Furthermore, comparison to previous applicants indicates that the FNP aging management strategy for stainless steel components exposed to a steam or treated water environment is similar to the strategy previously approved by the NRC staff.

E3-2 NL-04-0473 RAI 3.4-5 LRA Table 3.4.1-4 states that loss of material was determined not to be an aging effect requiring management for the auxiliary feedwater (AFW) system turbine oil cooling system. Table 3.4.2-4 identifies no aging effects requiring management for carbon and stainless AFW components in an oil environment. For AFW oil cooler tubes, Table 3.4.2-4 only identifies fouling as an aging effect requiring management. The GALL report recommends a plant-specific aging management program for loss of material due to general (carbon steel only), pitting, and crevice corrosion and MIC in carbon and stainless steel components exposed to lubricating oil that may be contaminated with water. The staff considers a periodic inspection program appropriate to manage these

,aging effects. Industry operating experience indicates that moisture in oil has caused degradation in these types of components. For the filters, flow orifice/element, oil cooler shell, oil cooler channel head, oil cooler tube sheet, oil cooler tubes, piping, pump casings, and valve bodies in the AFW system exposed to an oil environment, the applicant is requested to provide aging management for loss of material due to general (carbon steel only), pitting, and crevice corrosion and MIC, or to provide justification for not managing this aging effect.

Response

The SNC position as stated in LRA Section 3.4.2.2.5 is that lubricating oil systems at FNP are not assumed to be contaminated with water. Lubricating oil systems are assumed to be free of water contamination as their initial condition. Lubricating oil systems are typically closed systems that have little potential for ingress of contaminants unless a component failure occurs. License Renewal does not assume component failures as a means to establish the conditions necessary for aging to occur. For example, tube failures in lubricating oil coolers are not assumed because the cooling water side of the tubes is age-managed. Therefore, water contamination of lubricating oil is event driven, and would be addressed by corrective maintenance. For License Renewal purposes, lubricating oil is therefore assumed to be free of water contamination.

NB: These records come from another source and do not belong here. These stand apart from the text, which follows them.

PR #444, opened 2019-07-12
Guide for ejabberd

fm0de:
Guide for ejabberd including Erlang installation. Could possibly split in two guides.

PR #596, opened 2020-03-29
Guide for ejabberd

jo-mei:
Hi,
since I just set this up myself, I took the time to rework the guide from #444


luto:
Thanks for your guide :)

nichtmax:
heads up: we'll provide libyaml with one of the upcoming Uberspace 7 updates. No need to compile it and no need to fiddle with `.bash_profile`

jo-mei:
ok, thanks for the heads up. I will update the guide once libyaml is rolled out.

source/guide_ejabberd.rst
```diff
@@ -0,0 +1,327 @@
...
+  * ``--prefix=$HOME/opt/ejabberd/``: Install to your personal uberspace
+  * ``--enable-user=$USER``: Allow execution of ejabberd as $USER
+  * ``--enable-mysql --enable-new-sql-schema``: optionally compile with mysql support
+  * ``--enable-sqlite``: optionally compile with sqlite support
+
+Run ``./configure --help`` to see all options.
+
+::
+
+ [isabell@stardust ~]$ cd $HOME/src/
```
luto, line 76: this directory doesn't exist.

source/guide_ejabberd.rst
```diff
@@ -0,0 +1,327 @@
...
+ [isabell@stardust ejabberd-20.03]$ ./autogen.sh
+ [isabell@stardust ejabberd-20.03]$ ./configure --enable-user=$USER --prefix=$HOME/opt/ejabberd --enable-mysql --enable-new-sql-schema
+ [isabell@stardust ejabberd-20.03]$ make install
+
+Make the control script available through ``.bash_profile``:
+
+.. code-block:: bash
+
+ # Add ejabberd binaries to PATH
+ export PATH=$HOME/opt/ejabberd/sbin:$PATH
```
luto, line 89: since there is just `ejabberdctl` in that directory, a `ln -s ~/opt/ejabberd/sbin/ejabberdctl ~/bin/` seems like an easier solution. What do you think?

source/guide_ejabberd.rst
jo-mei: fixed.

source/guide_ejabberd.rst
jo-mei: also fine with me.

Although they are not credited for aging management, other site activities provide added assurance that lube oil is not contaminated with water. Oil levels are visually checked every shift for proper level and for visual evidence of contamination (milky appearance of oil or visible oil/water boundary). The oil is sampled every three months and is changed based on the results of the sample analysis. Oil levels and condition are also checked during quarterly pump surveillance testing.

The EPRI Mechanical Tools indicate that significant corrosion is only expected where water can settle or pool. However, since water contamination is not expected, lubricating oil systems are not susceptible to loss of material due to general corrosion, pitting, crevice corrosion or MIC. FNP operating experience supports this conclusion.

SNC has concluded that the aging management strategy is consistent with the strategy of prior applicants that have previously been accepted by the NRC Staff.